S3 to s3 copy. 1 billion objects

strod · February 18, 2019, 3:09pm

Hi!
Now i’ve tested rclone for data migration purposes. I need to move data between two on-premise s3-compatible storages.
rclone performed well on 10 million objects.
But the production environment has more than 1 billion objects. Two questions:

Is rclone ready for listing and syncing such amount of objects?
Anyone had similar experience?
Is it possible to sync buckets that are continiously changed?

Thanks.

calisro · February 19, 2019, 1:47pm

The number of files shouldn’t matter as rclone will do it in batches anyway. It should perform the same with 100,000 objects vs a billion. It’ll just take longer.

rclone will just copy the files as it progresses along. Subsequent runs will pick up any files that changed along the way.

ncw · February 25, 2019, 12:37pm

It should be. The main limitation will be how many objects are in a “directory”. Rclone keeps that many in memory at once. Assuming you haven’t got all 1 billion objects in a single directory then you should be fine.

There have been reports of other huge syncs yes, but I don’t recall one at 1 billion objects before.

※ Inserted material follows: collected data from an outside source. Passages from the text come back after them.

PR #1081, opened 2019-03-05
Added check in AWSHttpResourceClient if authToken is actually set.

zokir:
*If you set Authorization header with custom HttpClientFactory, AWSHttpResourceClient will overwrite it again because authToken check always passes. We should check for the actual content of the authToken passed.*

### DIFF
--- a/aws-cpp-sdk-core/source/internal/AWSHttpResourceClient.cpp
+++ b/aws-cpp-sdk-core/source/internal/AWSHttpResourceClient.cpp
@@ -172,7 +172,7 @@ EC2MetadataClient::~EC2MetadataClient()
 
 Aws::String EC2MetadataClient::GetResource(const char* resourcePath) const
 {
-    return GetResource(m_endpoint.c_str(), resourcePath, ""/*authToken*/);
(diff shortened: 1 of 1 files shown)


marcomagdy:
>because authToken check always passes

Why would that check always pass? it shouldn't if you pass nullptr.

zokir:
So does the intention of this call is to clear header then?

https://github.com/aws/aws-sdk-cpp/blob/65394d753c27adc1734d73475304a609ee693d4b/aws-cpp-sdk-core/source/internal/AWSHttpResourceClient.cpp#L175

Is API written with intention where "" means one thing and std::nullptr other? If that's the case, i might be doing something wrong as a client. 

Please confirm, and I will close the this pr. Sorry for wasting time.

marcomagdy:
Oh I see. You're referring to EC2MetadataClient. That makes sense.
Can you change this PR to do the following instead?
```cpp
return GetResource(m_endpoint.c_str(), resourcePath, nullptr/*authToken*/); 
```

singku:
This PR has been merged.

Issue #1086, opened 2019-03-07
Can't build x86 on an x86-64 machine because of third-party


kmaragon:
### What platform/OS are you using?
Linux x86-64 machine with -m32 build

### What compiler are you using? what version?
gcc / clang are both affected

### What's your CMake arguments?
The important ones are CMAKE_CXX_FLAGS="-m32", CMAKE_SHARED_LINKER_FLAGS="-m32", and CMAKE_CXX_FLAGS="-m32" and CMAKE_C_FLAGS="-m32"

### Can you provide a TRACE level log? (sanitize any sensitive information)
not really but there's this: https://travis-ci.org/kmaragon/conan-aws-sdk-cpp/jobs/503283625

Ultimately the issue is that when calling ExternalProject_Add at https://github.com/aws/aws-sdk-cpp/blob/master/third-party/cmake/BuildAwsEventStream.cmake#L45
https://github.com/aws/aws-sdk-cpp/blob/master/third-party/cmake/BuildAwsChecksums.cmake#L38
and https://github.com/aws/aws-sdk-cpp/blob/master/third-party/cmake/BuildAwsCCommon.cmake#L39

The build doesn't forward the aformentioned flags. it seems like there was a commit:
https://github.com/aws/aws-sdk-cpp/commit/312db5e6940e67e81bda38edd09eeee7e0316899
that likely largely resolved the issue for OSX. It only forwards C_FLAGS but I assume these 3 libraries are pure C from their names so that's sufficient. But the fix wasn't rolled out to any case *except* OSX.

The result is that when building aws-sdk-cpp with `-m32` on Linux, with either clang or gcc, you get a nicely compiled set of 32 bit aws cpp libraries that can't be loaded because they ultimately depend on these 3 c libraries which have all been built for 64 bit only.

singku:
Looking at the Travis job, AWS SDK for CPP has been built and installed correctly. It failed when building the example project because it can't locate the 3rd-party libraries.
CMAKE_C_FLAGS is actually passed to 3rd-party libraries and they are installed in `lib` instead of `lib64` directory. So I don't think this is the cause.

kmaragon:
It found the library. But it couldn't link: 
https://travis-ci.org/kmaragon/conan-aws-sdk-cpp/jobs/503283625#L2103

singku:
What I meant is based on that build output, AWS SDK CPP itself can link against third parties. Means both of them must be successfully built to 32bit libraries. 

[...]

PR #1087, opened 2019-03-08
Carry C_FLAGS / CXX_FLAGS into the aws-c-* libs

kmaragon:
*Issue #, if available:*
#1086

*Description of changes:*
Moving the project declaration up was for good form and it enables tools like conan to know what language they are running in so they can inject library search paths and compilation flags *before* running the execute_process subprocess builds for the aws-c-* libs.

The rest was to ensure that at least C_FLAGS and CXX_FLAGS are carried into the separate child cmake processes that are executed first with execute_process and then later via ExternalProject. Without this, building an x86 build on an x86-64 machine would succeed but would produce an unusable set of libs where the aws-c-* libs were all 64 bit and the main aws-sdk-cpp libs were all 32 bit as requested.

This doesn't fix an outstanding issue though. When using `/MT` on Windows the same kind of problem as above occurs. The aws-c-* libs all link against the shared multi-threaded runtime - /MD. But the aws-sdk-cpp libs do as requested and use the static runtime. And again, these build correctly but they are unusable because of the conflicting runtimes.

It's not enough to carry the CMAKE_C_FLAGS that contain /MT. There seems to be some mechanism (maybe in the way the child cmake runs or in the aws-c-* libs themselves) that clobbers the /MT and converts it to /MD. So it is not possible to build a usable aws-sdk-cpp statically on Windows using the static runtime. And this PR won't fix that. But it will at least enable building x86 libraries on an x86-64 machine for Linux and Windows.


singku:
https://github.com/awslabs/aws-c-common/commit/8e36c092bd103272a7162026dafea136d151617f

I think this is the place that switches between /MT and /MD

CMakeLists.txt
```diff
@@ -27,6 +27,9 @@ if(POLICY CMP0056)
     cmake_policy(SET CMP0056 NEW)
 endif()
 
+# build the sdk targets
+project("aws-cpp-sdk-all" VERSION "${PROJECT_VERSION}" LANGUAGES CXX)
```
marcomagdy: project() defines the INSTALL_PREFIX which we test for later.
The call is intentionally placed *after* the cmake commands to build the third-party libs.
We should have documented that better.

kmaragon:
> [awslabs/aws-c-common@8e36c09](https://github.com/awslabs/aws-c-common/commit/8e36c092bd103272a7162026dafea136d151617f)
> 
> I think this is the place that switches between /MT and /MD

This code isn't in the commit that is being checked out with the ExternalProject. So that's probably not butchering it. But for what it's worth, BUILD_SHARED_LIBS is OFF in this case - at least at the top level.

CMakeLists.txt
marcomagdy: ping!
any chance of updating this PR?

ihnorton:
One problem I've encountered with static builds on Windows is that CMake `ExternalProject_Add` *does not* pass the `CMAKE_GENERATOR_PLATFORM` explicitly down to sub-builds unless the generator was explicitly set in the top level CMake invocation. So even though cmake is running in the correct x64 vcvars environment and chooses the correct generator at the top level with `-A x64`, EP sub-builds don't get the `-A x64` and fall back to x86. This was a headache because even though I was passing `-A x64` in my superbuild `ExternalProject_Add` for AWS SDK, the EP_Add calls inside of AWS SDK itself (for c-common etc.) did not thread the `-A x64` down, causing linkage failures.

I've ended up using `-GVisual Studio 15 2017 Win64`, although I believe `-GVisual Studio 15 2017 -A x64` would also work.

PR #1182, opened 2019-06-27
Bug fix for "Avoid disabling speed checks when timeout is less than 1 second"

derpferd:
*Description of changes:*
This makes the hack to avoid disabling speed checks take into account configurations that disable speed checks with a configured time of 0.
Examples:
1000 ms timeout -> 1 second
40 ms timeout -> 1 second
timeout disabled (0 ms) -> 0 second

Original commit: https://github.com/aws/aws-sdk-cpp/commit/9260512d52cdb686f707128d4696f384678abc74


derpferd:
Was merge in commit b5440ef

PR #1183, opened 2019-07-01
Added config to allow setting Curl's request timeout as well as Curl's low speed time.

derpferd:
*Description of changes:*
Added config to allow setting Curl's request timeout as well as Curl's low speed time.
Also added more information to the configuration docs


singku:
Merged similar PR

Issue #713, opened 2017-11-01
Potential hang in `CurlHandleContainer` and `WinConnectionPoolMgr` on getting new connection


oliora:
I suspect that both `CurlHandleContainer::AcquireCurlHandle()` and `WinConnectionPoolMgr::AquireConnectionForHost()` can hang when they not supposed to.

I'll describe the scenario for `CurlHandleContainer`. `WinConnectionPoolMgr` has absolutely the same behavior.

```
CURL* CurlHandleContainer::AcquireCurlHandle()
{
    AWS_LOGSTREAM_DEBUG(CURL_HANDLE_CONTAINER_TAG, "Attempting to acquire curl connection.");

    if(!m_handleContainer.HasResourcesAvailable())  // [1]
    {
        AWS_LOGSTREAM_DEBUG(CURL_HANDLE_CONTAINER_TAG, "No current connections available in pool. Attempting to create new connections.");
        CheckAndGrowPool();  // [2]
    }

    CURL* handle = m_handleContainer.Acquire();  // [3]
    AWS_LOGSTREAM_INFO(CURL_HANDLE_CONTAINER_TAG, "Connection has been released. Continuing.");
    AWS_LOGSTREAM_DEBUG(CURL_HANDLE_CONTAINER_TAG, "Returning connection handle " << handle);
    return handle;
}
```

Scenario:
- There is a `CurlHandleContainer` object with empty`m_handleContainer`.
- Two threads call this object's `CurlHandleContainer::AcquireCurlHandle()`
- *Thread A* calls `m_handleContainer.HasResourcesAvailable()` [1] and get `false`
- *Thread A* calls `CurlHandleContainer::CheckAndGrowPool()` [2], which creates a new CURL handle and puts it into `m_handleContainer`
- *Thread B* calls `m_handleContainer.HasResourcesAvailable()` [1] and get `true`
- *Thread B* calls `m_handleContainer.Acquire()` [3] and get handle created by *Thread A*. `m_handleContainer` is empty again.
- *Thread A* calls `m_handleContainer.Acquire()` [3] assuming there is a CURL handle available for him (which is not true anymore) and hangs there until someone has released a CURL handle.

The issue exist in mainline.

oliora:
[...]

PR #1184, opened 2019-07-03
Adds lock in CurlHandleContainer::AcquireCurlHandle

ziliangpeng:
*Issue #, if available:*

#1185 

*Description of changes:*

There is a race condition in checking and acquiring connection.

## The bug

When a program need to acquire a connection, 2 things are done:

1) check if there's available connection (`CurlHandleContainer::AcquireCurlHandle`)
2) if not, double the number of total connection (`CurlHandleContainer::CheckAndGrowPool`)

While 2) is guarded by a mutex, 1) is not. This results in a race condition that if 2 threads tries to acquire a connection at the same time when no connection is available, both threads will double the number (sequentially, because mutex).

The issue is significantly worsen when a large number of threads acquire connections at the very beginning, with each thread trying to double the number, the number of connections increases exponentially, much more than requested.

## The Fix

add a mutex for 1).

@JonathanHenson

### DIFF
--- a/aws-cpp-sdk-core/source/http/curl/CurlHandleContainer.cpp
+++ b/aws-cpp-sdk-core/source/http/curl/CurlHandleContainer.cpp
@@ -44,6 +44,8 @@ CurlHandleContainer::~CurlHandleContainer()
 
 CURL* CurlHandleContainer::AcquireCurlHandle()
 {
+    static std::mutex m_acquireHandleLock;
+    std::lock_guard<std::mutex> locker(m_acquireHandleLock);
     AWS_LOGSTREAM_DEBUG(CURL_HANDLE_CONTAINER_TAG, "Attempting to acquire curl connection.");
 
     if(!m_handleContainer.HasResourcesAvailable())


singku:
Thanks for your inputs, I believe this problem has been discussed in this thread.
https://github.com/aws/aws-sdk-cpp/issues/713

ziliangpeng:
@singku thanks for the quick response.

I believe the issue described in #713 is related but not exactly the same. Actually it's the exact opposite of the issue here.

In #713 the issue described was not enough connections being created, thus blocking threads.

In this issue, the race condition results in threads creating much more connections (exponentially), which exhausts resource.

ziliangpeng:
To further illustrate, consider the following code (stolen from #713) and scenario:

```
CURL* CurlHandleContainer::AcquireCurlHandle()
{
    AWS_LOGSTREAM_DEBUG(CURL_HANDLE_CONTAINER_TAG, "Attempting to acquire curl connection.");

    if(!m_handleContainer.HasResourcesAvailable())  // [1]
    {
        AWS_LOGSTREAM_DEBUG(CURL_HANDLE_CONTAINER_TAG, "No current connections available in pool. Attempting to create new connections.");
        CheckAndGrowPool();  // [2]
    }

    CURL* handle = m_handleContainer.Acquire();  // [3]
    AWS_LOGSTREAM_INFO(CURL_HANDLE_CONTAINER_TAG, "Connection has been released. Continuing.");
    AWS_LOGSTREAM_DEBUG(CURL_HANDLE_CONTAINER_TAG, "Returning connection handle " << handle);
    return handle;
}
```
We have A, B, C, D threads.

- A calls [1], gets false
- B calls [1], gets false
- C calls [1], gets false
- D calls [1], gets false
- A calls [2], creates 1 connection (1 in total)
- B calls [2], creates 2 connections (3 in total)
- C calls [2], creates 6 connections (12 in total)
- D calls [2], creates 24 connections (36 in total)

A very small number of threads very quickly max out the connection pool size.

singku:
Following @marcomagdy's comments there:

>Depending on the order of thread execution you could potentially over-optimize by growing the pool too much (calling Grow more than once)

ziliangpeng:
@singku yeah, I think that describes the behavior.

What I'd like to discuss is whether this makes sense (that we allow over-optimize and prematurely exhaust resource) and if a fix is wanted?

marcomagdy:
it seems like that piece of code is uncomfortable to many people. So we might as well fix it.

I have a few comments. Some general and some regarding the patch.
1. Do you have more concrete data on what exhaust resources in this context means? The cost of a curl handle is a memory allocation and initialization values of some structs.
2.  Adding a `static` mutex means every client in the process has to content with that lock. There's no reason to make it static.
3. Adding the lock at the top of the function makes all the other locks in the sub-functions useless(`CheckAndGrowPool` and `HasResourcesAvailable` both have locks), which means we should either get rid of those other locks, or put this new lock in a better spot. For example, after checking `HasResourcesAvailable` acquire the lock and check again to avoid the double grow.

marcomagdy:
Can you please update the PR with the changes above?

There are certainly some optimizations you can do.

Check out –user-server-modtime and --update.

You’ll probably want to use --checksum in your sync, or --size-only to avoid the metadata read for the timestamp.

Yes, rclone will do its best to sync such buckets. There may be a few errors in the logs where files get deleted or changed at the wrong time but the sync will continue. You might want to set --retries 1 so rclone doesn’t immediately retry the sync in this case - you’ll script it to run on your schedule I’d imagine.